::: Records provided :::

PR #2811, opened 2024-07-29
i think i got all the places

gazzdingo:
### Features and Changes
updated so we set the seed to UUID on creation. we default back to tracking key for older experiments
you can now edit the seed in the phases modal

### DIFF
--- a/packages/front-end/components/Experiment/EditPhaseModal.tsx
+++ b/packages/front-end/components/Experiment/EditPhaseModal.tsx
@@ -3,6 +3,8 @@ import {
   ExperimentInterfaceStringDates,
   ExperimentPhaseStringDates,
 } from "back-end/types/experiment";
+import { useState } from "react";
+import { PiCaretDown, PiCaretUp } from "react-icons/pi";
 import { useAuth } from "@/services/auth";
 import Field from "@/components/Forms/Field";
 import Modal from "@/components/Modal";
@@ -26,12 +28,15 @@ export default function EditPhaseModal({
   const form = useForm<ExperimentPhaseStringDates>({
     defaultValues: {
       ...experiment.phases[i],
+      seed: experiment.phases[i].seed ?? experiment.trackingKey,
       dateStarted: (experiment.phases[i].dateStarted ?? "").substr(0, 16),
       dateEnded: experiment.phases[i].dateEnded
         ? (experiment.phases[i].dateEnded ?? "").substr(0, 16)
         : "",
     },
   });
+  const [advancedOptionsOpen, setAdvancedOptionsOpen] = useState(false);
+
   const { apiCall } = useAuth();
 
   const isDraft = experiment.status === "draft";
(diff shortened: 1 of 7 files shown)


packages/front-end/components/Experiment/EditPhaseModal.tsx
```diff
@@ -110,6 +115,31 @@ export default function EditPhaseModal({
...
+      {advancedOptionsOpen && (
+        //edit seed
+        <Field
+          label="Seed"
+          type="input"
+          {...form.register("seed")}
+          helpText={
+            <>
+              <strong className="text-danger">Warning:</strong> Changing this
+              will change bucketing for you variations.
```
bryce-fitzsimons, line 128: maybe more like "Changing this will re-randomize experiment traffic" (check with the Lukes though)

packages/front-end/components/Experiment/EditPhasesModal.tsx
```diff
@@ -146,15 +147,17 @@ export default function EditPhasesModal({
...
-        <button
-          className="btn btn-primary"
-          onClick={(e) => {
-            e.preventDefault();
-            setEditPhase(-1);
-          }}
-        >
-          <GBAddCircle /> New Phase
-        </button>
+        <>
```
bryce-fitzsimons, line 150:
```suggestion
```

packages/front-end/components/Experiment/EditPhasesModal.tsx
```diff
@@ -146,15 +147,17 @@ export default function EditPhasesModal({
...
+          <button
+            className="btn btn-primary"
+            onClick={(e) => {
+              e.preventDefault();
+              setEditPhase(-1);
+            }}
+          >
+            <GBAddCircle /> New Phase
+          </button>
+        </>
```
bryce-fitzsimons, line 160:
```suggestion
```

packages/front-end/components/Experiment/EditPhaseModal.tsx
gazzdingo: yeah i will check with Luke

gazzdingo: @lukesonnet

gazzdingo: @bryce-fitzsimons this was the same language on the Docs BTW

bryce-fitzsimons (approved):
looks good. probably should run it by Luke before deploying just in case...

packages/front-end/components/Experiment/EditPhaseModal.tsx
lukesonnet: "Changing this will re-randomize experiment traffic" is good to me.

gazzdingo:
> This looks good to me!
> 
> Does this cover all experiment creation workflows?
> 
> e.g. API, create from feature, create from experiment?
> 
> I'm not 100% sure whether all of them (including the REST API), hit `postExperiments`.

Let me have a look at that I could just put it further down in the creation flow and that will cover everything

lukesonnet (approved):
There's one unfinished copy suggestion in a comment. Otherwise, lgtm!

PR #2821, opened 2024-07-30
Update SCIM API to support Azure

mknowlton89:
### Features and Changes

This PR does two things: 1, it updates GrowthBook's SCIM API to work with Azure AD / Microsoft Entra ID and it also adds a how-to guide on setting up SCIM with Azure AD. / Microsoft Entra ID

A quick note: Azure AD and Microsoft Entra ID are the same platform - Azure AD has just been renamed to Microsoft Entra ID.

One piece of functionality that is missing from the how-to guide is how to define a user's role when provisioning them - I'm still working out how to do that, and plan to release a follow-up PR to update the guide. That isn't required to get the integration working.

### Testing
- [x] Ensure that you can provision users and groups from Azure AD to GrowthBook successfully
- [x] Ensure that you can de-provision users and groups from Azure AD to GrowthBook successfully
- [x] Ensure that when you add members to a provisioned group in Azure - those members are added to the corresponding GB team correctly
- [x] Ensure that this doesn't introduce any regressions with Okta's SCIM integration


docs/static/images/integrations/azure/growthbook-entra-scim-group-mapping.png
royalfig, line 1: What's the focus here? See my other comments in Slack

msamper:
How did you set up a test Azure AD account for this? I'm trying use their free trial, but it keeps asking me for a credit card. Not sure if there's another way to go about it

mknowlton89:
> How did you set up a test Azure AD account for this? I'm trying use their free trial, but it keeps asking me for a credit card. Not sure if there's another way to go about it

Unfortunately, I wasn't able to find a way around having to put a CC on file. I also set up an account and I'm still within the free trial period. If you'd like, since this is just a dev sandbox, I can share my login credentials with you.

packages/back-end/src/scim/users/listUsers.ts
```diff
@@ -51,12 +51,12 @@ export async function listUsers(
 
   return res.status(200).json({
     schemas: ["urn:ietf:params:scim:api:messages:2.0:ListResponse"],
-    totalResults: filteredUsers.length,
+    totalResults: resources.length,
```
msamper, line 54: I think the reason this was `filteredUsers` instead of `resources` is that `totalResults` is supposed to be the number of results regardless of the `count` or `startIndex` requested, but I have to look at the spec for SCIM to make sure

msamper (commented):
Was able to verify that provisioning and de-provisioning users works as expected. Wasn't able to test groups because my Azure account apparently doesn't have the right plan for that. For the docs, my only recommendation would be to indicate what the action or focus point is so its more clear to someone following them to setup the GrowthBook SCIM application. Other than that, I was able to follow the docs fairly easily and set up my test.

mknowlton89:
> Was able to verify that provisioning and de-provisioning users works as expected. Wasn't able to test groups because my Azure account apparently doesn't have the right plan for that. For the docs, my only recommendation would be to indicate what the action or focus point is so its more clear to someone following them to setup the GrowthBook SCIM application. Other than that, I was able to follow the docs fairly easily and set up my test.

@msamper Do you mean in the images themselves? Like highlighting with arrows/squares, or via the copy?

msamper:
> > Was able to verify that provisioning and de-provisioning users works as expected. Wasn't able to test groups because my Azure account apparently doesn't have the right plan for that. For the docs, my only recommendation would be to indicate what the action or focus point is so its more clear to someone following them to setup the GrowthBook SCIM application. Other than that, I was able to follow the docs fairly easily and set up my test.
> 
> @msamper Do you mean in the images themselves? Like highlighting with arrows/squares, or via the copy?

I think in the images with arrows and circles but I defer to Ryan if he has different opinions!

packages/back-end/src/scim/users/listUsers.ts
msamper: I think the above is true so I think in this case `totalResults` should be `filteredUsers.length`

See https://datatracker.ietf.org/doc/html/rfc7644#section-3.4.2

packages/back-end/src/scim/users/listUsers.ts
```diff
@@ -51,12 +51,12 @@ export async function listUsers(
...
     Resources: resources,
     startIndex: queryOptions.startIndex,
     itemsPerPage:
-      resources.length < queryOptions.count
-        ? resources.length
-        : queryOptions.count,
+      !resources.length || resources.length > queryOptions.count
+        ? queryOptions.count
+        : resources.length,
```
msamper, line 60: Hmm do you need the `!resources.length || ` here?

mknowlton89: Looking at the documentation further, I think we can simplify this even more to just:

```ts
itemsPerPage: queryOptions.count,
```

The documentation states:

_"itemsPerPage  The number of resources returned in a list response
      page.  REQUIRED when partial results are returned due to
      pagination."_
      
So it seems like if we aren't returning partial results, the field is ignored. I'll do some testing around this today.

msamper (approved):
lgtm!

PR #2825, opened 2024-08-01
Move interface definitions to validators.

romain-growthbook:
### Features and Changes


packages/back-end/src/validators/event-webhook.ts
```diff
@@ -0,0 +1,35 @@
...
+    url: z.string().url(),
+    name: z.string().trim().min(2),
+    events: z.array(z.enum(zodNotificationEventNamesEnum)).min(1),
+    enabled: z.boolean(),
+    projects: z.array(z.string()),
+    tags: z.array(z.string()),
+    environments: z.array(z.string()),
+    payloadType: z.enum(eventWebHookPayloadTypes),
+    method: z.enum(eventWebHookMethods),
+    headers: z.object({}).catchall(z.string()),
```
jdorn, line 27: Instead of object and `catchall`, should we do this?
```ts
z.record(z.string())
```

romain-growthbook: Definitely.

romain-growthbook, line 27:
```suggestion
    headers: z.record(z.string(), z.string()),
```

packages/back-end/src/validators/experiments.ts
```diff
@@ -0,0 +1,183 @@
...
+    owner: z.string(),
+    datasource: z.string(),
+    exposureQueryId: z.string(),
+    /**
+     * @deprecated Always set to 'code'
+     */
+    implementation: z.enum(implementationType),
+    /**
+     * @deprecated
+     */
```
jdorn, line 123: The `@deprecated` comments when this was a Typescript interface were used by IDEs in code completion, but these are not.  I don't see a good alternative that works with Zod though, so I think it's ok, just a little unfortunate.

jdorn (approved):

:::

What to do –
Search the entries above for "import". Show every line that has it.

Answer to this task –
@@ -3,6 +3,8 @@ import {
+import { useState } from "react";
+import { PiCaretDown, PiCaretUp } from "react-icons/pi";
 import { useAuth } from "@/services/auth";
 import Field from "@/components/Forms/Field";
 import Modal from "@/components/Modal";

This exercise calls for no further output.